College Algebra
Dr. Gary Hagerty and Dr. Stan Smith – Copyright 2005
1
Appendix
Regression Analysis
And The Calculator
The Calculator:
The commands in this document are based on the TI-83 and TI-84. If you are using the
TI-82, the commands are similar and in cases where the commands are drastically
different we have tried to make note of that.
A least square regression is used to determine a simple line through a given set of points,
The process can take a large number of calculations and thus a large amount of time.
Fortunately, today’s calculators can perform these operations very quickly.
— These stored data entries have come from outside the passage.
PR #1583, opened 2026-08-12
weight override

gmorgachev:
Our security model requires inference quality to be identical to the governance model. Sometimes the same model can use weights in a different format for better performance while keeping the same quality.

This PR lets a host use another Hugging Face repository and commit for a governance model. The model is still served under the governance model ID, so inference routing and PoC continue to use the expected name.

Example:

```json
"MiniMaxAI/MiniMax-M2.7": {
  "args": [],
  "model_override": {
    "hf_repo": "host/custom-minimax-weights",
    "hf_commit": "0123456789abcdef0123456789abcdef01234567"
  }
}
```

DAPI adds `--revision` and `--served-model-name` automatically. It downloads the override before replacing a healthy deployment and keeps the current model available while the new weights are downloading.

The override is local to the host. It does not change the governance model, network routing, pricing, or PoC model ID. Existing PoC and inference validation still check that the alternative weights produce compatible results.

Tests:

- `go test ./...` in `decentralized-api`
- race tests for the changed DAPI packages

### DIFF
--- a/common/queryapi/tests/dapi_contract_test.go
+++ b/common/queryapi/tests/dapi_contract_test.go
@@ -15,20 +15,20 @@ import (
 // public handlers for read-only query routes. edge-api must expose the same keys
 // so existing clients keep working when the proxy steers traffic to edge-api.
 var dapiTopLevelKeys = map[string][]string{
-	"GET /v1/status":                          {"status"},
-	"GET /v1/models":                          {"object", "data"},
-	"GET /v1/governance/models":               {"models"},
-	"GET /v1/governance/models-legacy":        {"model"},
-	"GET /v1/pricing":                         {"unit_of_compute_price", "models"},
-	"GET /v1/versions":                          {"api_version", "node_version", "timestamp"},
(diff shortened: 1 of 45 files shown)


GLiberman:
4 fixes:

Current deployment per node — Store one applied {model_id, fingerprint} record per MLNode instead of per-model history. A later assignment to model B, then back to A, must not treat A’s old fingerprint as “already running.”

Reject non-2xx stop/start — Persist a fingerprint only after MLNode actually accepted stop/start. HTTP 4xx/5xx used to look like success, so DAPI could record B while A was still serving.

Pre-download before redeploy — If the node is healthy, download the target (override or governance rollback) before stopping inference. Avoid taking a good replica offline while weights are still missing.

Reconcile generation — Stamp each in-flight reconcile and its result with a generation. OriginalTarget == INFERENCE is not enough: a cancelled A result can land after B’s reconcile has started, persist A, clear pending, and drop B. Commit-only A→B changes are invisible to repo/served-name health checks.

The
remainder of this appendix is designed to help someone develop the skills necessary to
quickly and correctly determine an appropriate equation to represent a set of data. The
skills listed below will be presented in the following sections:
1) Entering data points
2) Graphing points
3) Calculating regression equations and graphing
4) Turning off plots and associated error messages. (This causes a lot of problems
latter and it is important that you read this.)
5) Some information on the appropriate uses of regression equations.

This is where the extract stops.